Scientific classification
- Kingdom: Animalia
- Phylum: Chordata
- Class: Actinopterygii
- Order: Cypriniformes
- Family: Acheilognathidae
- Genus: Acheilognathus
- Species: A. chankaensis
- Binomial name: Acheilognathus chankaensis (Dybowski, 1872)
- Synonyms: Parachilognathus imberbis Bleeker, 1871 ; Devario chankanensis Dybowski, 1872 ; Acanthorhodeus chankaensis (Dybowski, 1872) ; Acanthorhodeus atranalis Günther, 1873 ; Paracheilognathus bleekeri Berg, 1907 ; Acanthorhodeus gracilis Regan, 1908 ; Acanthorhodeus wangi T. L. Tchang, 1930 ; Acanthorhodeus asmussi sungariensis Berg, 1931 ; Acanthorhodeus tokunagai Mori, 1934 ;

= Khanka spiny bitterling =

- Authority: (Dybowski, 1872)
- Conservation status: LC

Species of fish

The Khanka spiny bitterling (Acheilognathus chankaensis) is a temperate freshwater fish belonging to the family Acheilognathidae, the bitterlings. It originates in the inland rivers in Asia, and is found in China, Korea, and Russia.

The fish can grow up to 12 cm in total length.
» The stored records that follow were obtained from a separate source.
Issue #717, opened 2018-10-15
Unable to Create Content with Optional Contact Field


laceysanderson:
### System information

* Tripal Version: most recent dev
* Drupal Version: 7.x
* PostgreSQL Version: 9.4
* PHP Version: 5.6.7

### Issue description
When trying to create a project I receive 

>  Could not save the TripalEntity: SQLSTATE[23502]: Not null violation: 7 ERROR: null value in column "contact_id" violates not-null constraint DETAIL: Failing row contains (1, 1, null).
>    Cannot save entity

and the form is reset without creating my project.

#### Steps to reproduce
1. Go to "Add Tripal Content" > "Project"
2. Enter a name only and click Save.

*You can also test this with "DNA Library" by only entering the required information and NOT A CONTACT.*

laceysanderson:
There is a temporary fix of removing the contact field from the tripal content type using manage fields.

bradfordcondon:
is anyone working on this issue?  I can look into it tonight...
edit sorry not getting to it tonight, maybe tomorrow...

spficklin:
I am not

laceysanderson:
Feel free if you end up having time! I haven’t even had the chance to look at it yet

bradfordcondon:
oops- this looks pretty straight forward.  The linker contact field should be attached, not the base table contact field.

The fix- less straight forward, since the project fields arent directly added but inferred somewhere along the way...

bradfordcondon:
heres where the contact field gets added. I'm going to sleep on it.  It looks to me like the **base** contact field gets added if the linker table exists? ie instead of `local__contact_widget`, attach `chado_linker__contact_widget` ???  But that can't be right, otherwise, all tables with a contact linker would be broken?


https://github.com/tripal/tripal/blob/be494de1cb223bcb8c4a4d556410fe702b9622cd/tripal_chado/includes/tripal_chado.fields.inc#L2215-L2257


Yep changing the widget and formatter to `chado_linker__contact_widget` resolves the error.... just a simple mistake then?  since the `local__contact` field is manually added to the tables that use it.  I'll submit a PR but let's think on it before labeling it a simple fix...

also need to provide an updatedb that will remove the faulty field and add the new one, i guess?

bradfordcondon:
[...]

PR #764, opened 2018-11-26
resolve content creation bug w/ contact field: attach linker contact field instead of base field 

bradfordcondon:
# bug fix 

Issue #717

## Description
per @laceysanderson 's report:

When trying to create a project:

```
Could not save the TripalEntity: SQLSTATE[23502]: Not null violation: 7 ERROR: null value in column "contact_id" violates not-null constraint DETAIL: Failing row contains (1, 1, null).
Cannot save entity
```
and the form is reset without creating the project.

after examining the bug, the same should be true for other content with a contact linker field instead of a base contact field, for example, library.

## Testing?
create a project and/or library on 7.x-3.x with NULL for contact, it should fail.  

switch to this branch.  **clear the cache**.  remove the contact field, and then press the check for new fields button.  You should now be able to create the content.

(note: how do I delete and re-add the field as an `updatedb`?)

### DIFF
--- a/tripal_chado/includes/tripal_chado.fields.inc
+++ b/tripal_chado/includes/tripal_chado.fields.inc
@@ -2241,7 +2241,7 @@ function tripal_chado_bundle_instances_info_linker(&$info, $entity_type, $bundle
         'term_name' => 'contact',
       ),
       'widget' => array(
-        'type' => 'local__contact_widget',
+        'type' => 'chado_linker__contact_widget',
         'settings' => array(
           'display_label' => 1,
         ),
@@ -2249,7 +2249,7 @@ function tripal_chado_bundle_instances_info_linker(&$info, $entity_type, $bundle
       'display' => array(
         'default' => array(
           'label' => 'hidden',
-          'type' => 'local__contact_formatter',
+          'type' => 'chado_linker__contact_formatter',
           'settings' => array(),
         ),
       ),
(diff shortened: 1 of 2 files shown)


laceysanderson (commented):
Confirmed that this fixes the issue! However, I am also not sure on how to programmatically remove and re-add the field.

laceysanderson:
@spficklin can you point us in the right direction for programatically removing fields?

bradfordcondon:
i added `tripal_chado_update_7336` which updates the field instance info to use the correct formatter and widget!!!!   i tested this with the library table and confirmed that running the `updatedb` resolves the issue.

friendly reminder you can run the update explicitly: `drush eval "module_load_install('tripal_chado'); tripal_chado_update_7336();"`

spficklin (approved):
I'm providing just a quick code review, not a functional review for now.  It's looks great.

bradfordcondon:
regarding the failed test, @almasaeed2010 has seen this elsewhere as well.  im pretty sure it's unrelated, its the test environment running out of memory because the OBO loader test loads the full GOslim, it can't handle it when the image resources get squeezed down from having all the environments running.

laceysanderson (approved):
Functionally tested and it works flawlessly! 👍 😀

laceysanderson:
Re-ran and now the tests passed 👍

laceysanderson:
Merged! Thank you for the fix @bradfordcondon!!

It lives in a temperate climate in water with a pH of 7.0, a hardness of 15 DH, and a temperature range of 18 to 22 C. It is of commercial importance for fisheries and public aquaria.

When spawning, the female deposits the eggs inside bivalves. The young hatch and remain within the bivalve until they can swim.